I was actually more irritated by Geoffrey Chase's "Letter to New Composition Teachers" than by Gilles' article. In his letter, seemingly written to encourage new composition teachers to "think beyond the borders of their classes" (12) and recognize that the goal of "helping students become better writers" is "too broad and too vague" (13). Well, Chase's ideas struck me as vague and unsupported;he mentioned ideas like the need to understand curriculum relationships, how teachers must become part of two "communities" (scholars and teachers), and how "developing a more connected, coherent vision" of his teaching contributed to the "educational enterprise" (13). But he doesn't give any specifics about these ideas. He mentions how engineering students wrote better when writing engineering-related assignments and that the same idea should be applied in comp classes. Well, how? They're in English class writing English-related assignments. He just keeps mentioning expectations, goals, answers, and relationships without ever clearly iterating the terms of those terms. I wasn't inspired.

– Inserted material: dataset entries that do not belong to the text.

PR #630, opened 2022-08-10
feat: add `Badge` component

chaitanyadeorukhkar:
Adds `Badge` component 

Link to API Decisions: 
- #595


packages/blade/src/components/Badge/badgeTokens.ts
```diff
@@ -0,0 +1,12 @@
+import type { BadgeProps } from './Badge';
+
+type BadgeMinHeight = 20 | 24;
+
+const minHeight: Record<NonNullable<BadgeProps['size']>, BadgeMinHeight> = {
+  small: 20,
+  medium: 24,
+};
+
+const maxWidth = 100;
```
chaitanyadeorukhkar, line 10: Waiting for @saurav12 to confirm `maxWidth`

packages/blade/src/components/Box/Box.d.ts
```diff
@@ -9,6 +9,7 @@ export type BoxProps = {
   alignItems?: CSSObject['alignItems'];
   justifyContent?: CSSObject['justifyContent'];
   alignSelf?: CSSObject['alignSelf'];
+  overflow?: CSSObject['overflow'];
```
chaitanyadeorukhkar, line 12: Need overflow on `Box` for truncating text on `Badge`

packages/blade/src/components/Button/Button/Button.stories.tsx
```diff
@@ -52,6 +60,8 @@ const Page = (): ReactElement => {
       <Primary />
       <Title>Properties</Title>
       <ArgsTable story={PRIMARY_STORY} />
+      <Description markdown=">Note: `icon` prop accepts an `IconComponent` of Blade which should be used as:" />
```
chaitanyadeorukhkar, line 63: I was adding a note for `icon` usage on `Badge` and thought I'd do the same for `Button`

packages/blade/src/components/Badge/badgeTokens.ts
saurav12: Please check for `maxWidth` for each device on [Platform](https://www.figma.com/file/jubmQL9Z8V7881ayUD95ps/Blade---Payment-Light?node-id=8110%3A157) & [Characteristics](https://www.figma.com/file/jubmQL9Z8V7881ayUD95ps/Blade---Payment-Light?node-id=8110%3A50) section on Figma.

packages/blade/src/components/Badge/Badge.tsx
```diff
@@ -0,0 +1,76 @@
...
+import styled from 'styled-components';
+import { StyledBadge } from './StyledBadge';
+import type { IconComponent } from '~components/Icons';
+import { BaseText } from '~components/Typography/BaseText';
+import { getPlatformType } from '~utils';
+import Box from '~components/Box';
+
+type BadgeProps = {
+  children: string;
+  variant?: 'positive' | 'negative' | 'notice' | 'information' | 'neutral';
```
anuraghazra, line 12: Let's try to set these jsdoc comments for consumers, inline docs ftw: 

```
  /**
   * Sets the variant of badge
   *
   * @default 'neutral'
   */
```

> we should probably also add these in other components like Text and etc.

packages/blade/src/components/Badge/Badge.tsx
```diff
@@ -0,0 +1,76 @@
...
+    throw new Error('[Blade: Badge]: Text as children is required for Badge.');
+  }
+
+  return (
+    <StyledBadge variant={variant} contrast={contrast} size={size}>
+      <Box
+        paddingRight="spacing.2"
+        paddingLeft="spacing.2"
+        display="flex"
+        flex={1}
```
anuraghazra, line 50: Is this needed?

packages/blade/src/components/Badge/__tests__/Badge.native.test.tsx
```diff
@@ -0,0 +1,134 @@
...
+beforeAll(() => jest.spyOn(console, 'error').mockImplementation());
+afterAll(() => jest.restoreAllMocks());
+
+describe('<Badge />', () => {
+  it('should render Badge with default props', () => {
+    const label = 'Label';
+    const { toJSON } = renderWithTheme(<Badge>{label}</Badge>);
+    expect(toJSON()).toMatchSnapshot();
+  });
+  it('should throw an error when no children are passed', () => {
```
anuraghazra, line 14: Let's move the runtime error check at the end. 

and also 🙈 
Add space between each test. 

```diff
+ });
+      
+ it('should render small size Badge', () => {
```

packages/blade/src/components/Badge/Badge.tsx
anuraghazra: @chaitanyadeorukhkar withIcon story isn't working as intended

image

chaitanyadeorukhkar: Can you check the CI link generated for chromatic? Local messes up sometimes. It looks fine on my local

packages/blade/src/components/Badge/__tests__/Badge.native.test.tsx
```diff
@@ -0,0 +1,134 @@
...
+  });
+  it('should render high contrast negative variant Badge', () => {
+    const label = 'Label';
+    const { toJSON } = renderWithTheme(
+      <Badge variant="negative" contrast="high">
+        {label}
+      </Badge>,
+    );
+    expect(toJSON()).toMatchSnapshot();
+  });
```
anuraghazra, line 79: @chaitanyadeorukhkar what do you think about using test.each function from jest? 

```ts

  const variants = ['positive', 'negative', 'notice', 'information', 'neutral'];
  test.each(variants)('should render low contrast %p variant Badge', (variant) => {
    const label = 'Label';
      <Badge variant={variant as BadgeProps['variant']} contrast="low">
        {label}
      </Badge>,
    );
  });

  test.each(variants)('should render high contrast %p variant Badge', (variant) => {
    const label = 'Label';
      <Badge variant={variant as BadgeProps['variant']} contrast="high">
        {label}
      </Badge>,
    );
  });
```

All of the manual permutations can be deleted.

packages/blade/src/components/Badge/Badge.tsx
anuraghazra: Yeah that's weird. Working on chromatic. Why is this happening?

packages/blade/src/components/Badge/Badge.stories.tsx
```diff
@@ -0,0 +1,191 @@
...
+  children: 'Label',
+  variant: 'neutral',
+  fontWeight: 'regular',
+  contrast: 'low',
+  size: 'small',
+};
+Badge.storyName = 'Default';
+
+const BadgesWithVariantTemplate: ComponentStory<typeof BadgeComponent> = ({ ...args }) => {
+  const variants: Array<NonNullable<BadgeProps['variant']>> = [
```
anuraghazra, line 106: const variants = ['positive', 'negative', 'notice', 'information', 'neutral'] as const;

packages/blade/src/components/Badge/Badge.stories.tsx
```diff
@@ -0,0 +1,191 @@
...
+    'positive',
+    'negative',
+    'notice',
+    'information',
+    'neutral',
+  ];
+
+  const getLabel = (label: string): string => {
+    return args.fontWeight === 'bold' ? label.toUpperCase() : capitalize(label);
+  };
```
anuraghazra, line 116: Should we add this logic in story? Won't people think just by looking at the story that if fontWeight is bold the badge automatically makes it uppercase?

packages/blade/src/components/Badge/Badge.tsx
anuraghazra: Oh i think storybook is messing up because in argsType we are defining the control as `select` with option with `Object.keys`. 

But then in `BadgesWithVariantTemplate` we are not doing: 
```ts
const IconComponent = iconMap[(args.icon as unknown) as string];
```

chaitanyadeorukhkar: Generally I clear storybook's cache and everything works okay

packages/blade/src/components/Badge/__tests__/Badge.native.test.tsx
chaitanyadeorukhkar: Looks interesting. I'll play around with this to see how it works. But I'm guessing this is a non-blocker. I'll move to L2 meanwhile I try this

packages/blade/src/components/Badge/Badge.stories.tsx
chaitanyadeorukhkar: Haha thanks! 🚀

packages/blade/src/components/Badge/Badge.stories.tsx
chaitanyadeorukhkar: They won't. If they see the code below the story, they can see that the label text is capitalized. Anyway, even if they do the moment they use it they'll realise it doesn't work that way so its okay. Not a huge learning curve there

packages/blade/.storybook/react-native/storybook.requires.js
```diff
@@ -23,10 +23,13 @@ argsEnhancers.forEach((enhancer) => addArgsEnhancer(enhancer));
 
 const getStories = () => {
   return [
+    require('../../src/components/Badge/Badge.stories.tsx'),
     require('../../src/components/Button/Button/Button.stories.tsx'),
     require('../../src/components/Checkbox/Checkbox.stories.tsx'),
     require('../../src/components/Checkbox/CheckboxGroup.stories.tsx'),
     require('../../src/components/Icons/Icons.stories.tsx'),
+    require('../../src/components/Link/BaseLink/BaseLink.stories.tsx'),
```
divyanshu013, line 31: When this runs on my machine it generates this file with double quotes 😬

packages/blade/src/components/Button/Button/Button.stories.tsx
divyanshu013: Nice, wish there was a way for storybook to automatically show this correctly in generated code 🤞

packages/blade/src/components/Badge/__tests__/Badge.web.test.tsx
```diff
@@ -0,0 +1,149 @@
+import { Badge } from '../Badge';
+import renderWithTheme from '~src/_helpers/testing/renderWithTheme.web';
+import { InfoIcon } from '~components/Icons';
+
+beforeAll(() => jest.spyOn(console, 'error').mockImplementation());
```
divyanshu013, line 5: Why do we do this 🤔

packages/blade/src/components/Badge/__tests__/Badge.native.test.tsx
divyanshu013: I think we don't need snapshots for all these cases, makes the snapshots huge and difficult to review 😅

packages/blade/src/components/Badge/Badge.stories.tsx
divyanshu013: Non blocker: personally in favor of keeping storybooks vanilla, without any special logic

packages/blade/src/components/Badge/Badge.tsx
```diff
@@ -0,0 +1,107 @@
...
+   * Sets the fontWeight of the label.
+   *
+   * @default 'regular'
+   */
+  fontWeight?: 'regular' | 'bold';
+};
+
+const StyledBaseText = styled(BaseText)(
+  (): CSSObject => {
+    if (getPlatformType() !== 'react-native') {
```
divyanshu013, line 51: Optional: Can we move platform specific styles / logic to `.web` module? In favor of keeping conditional logic cleaner

packages/blade/src/components/Badge/Badge.tsx
```diff
@@ -0,0 +1,107 @@
...
+        paddingLeft="spacing.2"
+        display="flex"
+        flex={1}
+        flexDirection="row"
+        justifyContent="center"
+        alignItems="center"
+        overflow="hidden"
+      >
+        {Icon ? (
+          <Box paddingRight={Boolean(Icon) ? 'spacing.1' : 'spacing.0'} display="flex">
```
divyanshu013, line 88: This is a pain, creating a wrapper box for spacing et al 😅

packages/blade/src/components/Badge/StyledBadge.native.tsx
```diff
@@ -0,0 +1,10 @@
+import styled from 'styled-components/native';
+import { getStyledBadgeStyles } from './getStyledBadgeStyles';
+import type { StyledBadgeProps } from './StyledBadge.d';
+
+const StyledBadge = styled.View<StyledBadgeProps>((props) => ({
+  ...getStyledBadgeStyles(props),
+  alignSelf: 'center',
```
divyanshu013, line 7: Why is this `center` and not `flex-start` 🤔

divyanshu013 (commented):
Looks good overall, some questions, some non blockers

packages/blade/src/components/Badge/Badge.tsx
anuraghazra: Wait I never noticed this. But we are only importing styled from `styled-components` right? 
So when this code runs on native doesn't it throw some kind of warning that we are not importing from `styled-components/native`? 

@chaitanyadeorukhkar

divyanshu013: I thought it automatically handled that 😹

packages/blade/.storybook/react-native/storybook.requires.js
chaitanyadeorukhkar: Yeah same for me. We just need to run prettier on it. I added it to the script now

packages/blade/src/components/Badge/__tests__/Badge.web.test.tsx
chaitanyadeorukhkar: Because there's an error that's thrown in one of the test cases. The test case is to ensure that the error is thrown (when no text is passed) but if we don't mock it, it will throw an error in the jest process itself

packages/blade/src/components/Badge/Badge.tsx
chaitanyadeorukhkar: Haha for react native, we alias `styled-components` to `styled-components/native` 😅  

So for such small cases its okay. I prefer doing `styled-components/native` when we're styling a native specific thing like View or Pressable. But for a component like BaseText its okay since we know BaseText internally will handle platform specific things

packages/blade/src/components/Badge/Badge.tsx
chaitanyadeorukhkar: Yes 😢

packages/blade/src/components/Badge/StyledBadge.native.tsx
chaitanyadeorukhkar: Same discussion like the one we had for IconButton. Here centering it makes even more sense since when a badge is placed in a row in a table, the most usual use-case is to center align it.

divyanshu013: On web, it is aligned to start 😀 
image

divyanshu013 (approved):
Looks good to me.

And finally: Amy, I could write for days in response to your question about how we all view high school English courses, but for now, here's what I know:
1. Despite being a straight-A student my entire life, I didn't write a true academic paper until English professors taught me how to do so during my sophomore year of college.
2. When I was a teacher (sorry, Faith), many of my high school juniors and seniors in my "regular" classes didn't even know how to write a paper that contained any sort of argument, much less a thesis. My AP students knew how, but many of them needed a great deal of coaxing to feel "okay" about abandoning the 5-paragraph form they had been taught for so many years.
3. I'm tired now, but I will think more about this discussion for future posts.